BEGIN Task inputs

PR #381, opened 2017-01-04
Fix watch

jobevers:
I changed the _download_name return type without realizing that
it was also used by the watch endpoint.  This switches the endpoint
to go through get so that watches can be tracked just like downloads


alexliebowitz:
LGTM

PR #382, opened 2017-01-04
silence "[Errno 11] Resource temporarily unavailable" error

lyoshenka:
not sure if good idea or bad idea

### DIFF
--- a/CHANGELOG.md
+++ b/CHANGELOG.md
@@ -8,6 +8,8 @@ can and probably will change functionality and break backwards compatability
 at anytime.
 
 ## [Unreleased]
+### Fixed
+ * Change EWOULDBLOCK error in DHT to warning. #481
 
 ## [0.8.3rc0] - 2017-02-10
 ### Changed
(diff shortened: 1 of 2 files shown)


lyoshenka:
@kauffj this is the error we keep seeing

kauffj:
@lyoshenka do you understand root cause? If not, don't we need to know that before making a change here?

kaykurokawa:
From what I googled EWOULDBLOCK most likely means that the send buffer is full so it seems like turning down the chattiness of the DHT should make the '[Errno 11] Resource temporarily unavailable' error go away?

jobevers:
This bug is only 9 years old: https://twistedmatrix.com/trac/ticket/2790

And some good comments: http://stackoverflow.com/questions/7906615/udp-flow-control-with-python-twisted/7929158#7929158

I think the solution would be to reschedule the packet send and have the [delay](https://github.com/lbryio/lbry/blob/a8d45e4f1a080fd6939b922061df9fa9075cee41/lbrynet/dht/protocol.py#L51) dynamically adjust - slowing down after getting an EWOULDBLOCK.

lyoshenka:
I'm going to close this for now.

jobevers:
I'm re-opening this. In looking over the error reports, this is a huge source of unhandled errors.

Instead of straight up ignoring the error, I added a log.warning.

PR #383, opened 2017-01-04
Logging Improvements

jobevers:
Twisted does its own thing with logging, and without hooking into it we are left with the very useful "Unhandled error in deferred" message.

By hooking the twisted logging into the python logger, we'll actually get some useful error messages.

Twisted also logs when protocols start / stop, etc.  Which might be useful, might be noisy - can adjust the log level if its too noisy

### DIFF
--- a/lbrynet/core/log_support.py
+++ b/lbrynet/core/log_support.py
@@ -10,6 +10,7 @@ import traceback
 
 import requests
 from requests_futures.sessions import FuturesSession
+import twisted.python.log
 
 import lbrynet
 from lbrynet import analytics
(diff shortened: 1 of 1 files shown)


jobevers:
@jackrobison please review.

lbrynet/core/log_support.py
```diff
@@ -147,8 +149,14 @@ def get_loggly_url(token=None, version=None):
...
 
+def configure_loggly_handler(*args, **kwargs):
+    if build_type.BUILD == 'dev':
+        return
+    _configure_loggly_handler(*args, **kwargs)
+
+
 @_log_decorator
-def configure_loggly_handler(url=None, **kwargs):
+def _configure_loggly_handler(url=None, **kwargs):
```
lyoshenka: why did you make two functions?

jobevers: because this one has the `_log_decorator`, which helper for setting up handlers.  Maybe there are better names I could use for the two.

PR #386, opened 2017-01-05
upgrade twisted to 16.6

jobevers:


jackrobison:
not forgetting about this, but I'd like to hold off until simplification of requirements.txt is on master, unless it's specifically needed already.

jobevers:
sounds good; I'll reassign this back to me until its more appropriate

jobevers:
Yep, I'm still aware this is here

jobevers:
I'm going to close this until post-electron changes, as electron simplifies the build process for lbrynet.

END Task inputs

• [The problem]: A verbatim transcription of all the entries above is required.

• [Completed task]:
PR #381, opened 2017-01-04
Fix watch

jobevers:
I changed the _download_name return type without realizing that
it was also used by the watch endpoint.  This switches the endpoint
to go through get so that watches can be tracked just like downloads


alexliebowitz:
LGTM

PR #382, opened 2017-01-04
silence "[Errno 11] Resource temporarily unavailable" error

lyoshenka:
not sure if good idea or bad idea

### DIFF
--- a/CHANGELOG.md
+++ b/CHANGELOG.md
@@ -8,6 +8,8 @@ can and probably will change functionality and break backwards compatability
 at anytime.
 
 ## [Unreleased]
+### Fixed
+ * Change EWOULDBLOCK error in DHT to warning. #481
 
 ## [0.8.3rc0] - 2017-02-10
 ### Changed
(diff shortened: 1 of 2 files shown)


lyoshenka:
@kauffj this is the error we keep seeing

kauffj:
@lyoshenka do you understand root cause? If not, don't we need to know that before making a change here?

kaykurokawa:
From what I googled EWOULDBLOCK most likely means that the send buffer is full so it seems like turning down the chattiness of the DHT should make the '[Errno 11] Resource temporarily unavailable' error go away?

jobevers:
This bug is only 9 years old: https://twistedmatrix.com/trac/ticket/2790

And some good comments: http://stackoverflow.com/questions/7906615/udp-flow-control-with-python-twisted/7929158#7929158

I think the solution would be to reschedule the packet send and have the [delay](https://github.com/lbryio/lbry/blob/a8d45e4f1a080fd6939b922061df9fa9075cee41/lbrynet/dht/protocol.py#L51) dynamically adjust - slowing down after getting an EWOULDBLOCK.

lyoshenka:
I'm going to close this for now.

jobevers:
I'm re-opening this. In looking over the error reports, this is a huge source of unhandled errors.

Instead of straight up ignoring the error, I added a log.warning.

PR #383, opened 2017-01-04
Logging Improvements

jobevers:
Twisted does its own thing with logging, and without hooking into it we are left with the very useful "Unhandled error in deferred" message.

By hooking the twisted logging into the python logger, we'll actually get some useful error messages.

Twisted also logs when protocols start / stop, etc.  Which might be useful, might be noisy - can adjust the log level if its too noisy

### DIFF
--- a/lbrynet/core/log_support.py
+++ b/lbrynet/core/log_support.py
@@ -10,6 +10,7 @@ import traceback
 
 import requests
 from requests_futures.sessions import FuturesSession
+import twisted.python.log
 
 import lbrynet
 from lbrynet import analytics
(diff shortened: 1 of 1 files shown)


jobevers:
@jackrobison please review.

lbrynet/core/log_support.py
```diff
@@ -147,8 +149,14 @@ def get_loggly_url(token=None, version=None):
...
 
+def configure_loggly_handler(*args, **kwargs):
+    if build_type.BUILD == 'dev':
+        return
+    _configure_loggly_handler(*args, **kwargs)
+
+
 @_log_decorator
-def configure_loggly_handler(url=None, **kwargs):
+def _configure_loggly_handler(url=None, **kwargs):
```
lyoshenka: why did you make two functions?

jobevers: because this one has the `_log_decorator`, which helper for setting up handlers.  Maybe there are better names I could use for the two.

PR #386, opened 2017-01-05
upgrade twisted to 16.6

jobevers:


jackrobison:
not forgetting about this, but I'd like to hold off until simplification of requirements.txt is on master, unless it's specifically needed already.

jobevers:
sounds good; I'll reassign this back to me until its more appropriate

jobevers:
Yep, I'm still aware this is here

jobevers:
I'm going to close this until post-electron changes, as electron simplifies the build process for lbrynet.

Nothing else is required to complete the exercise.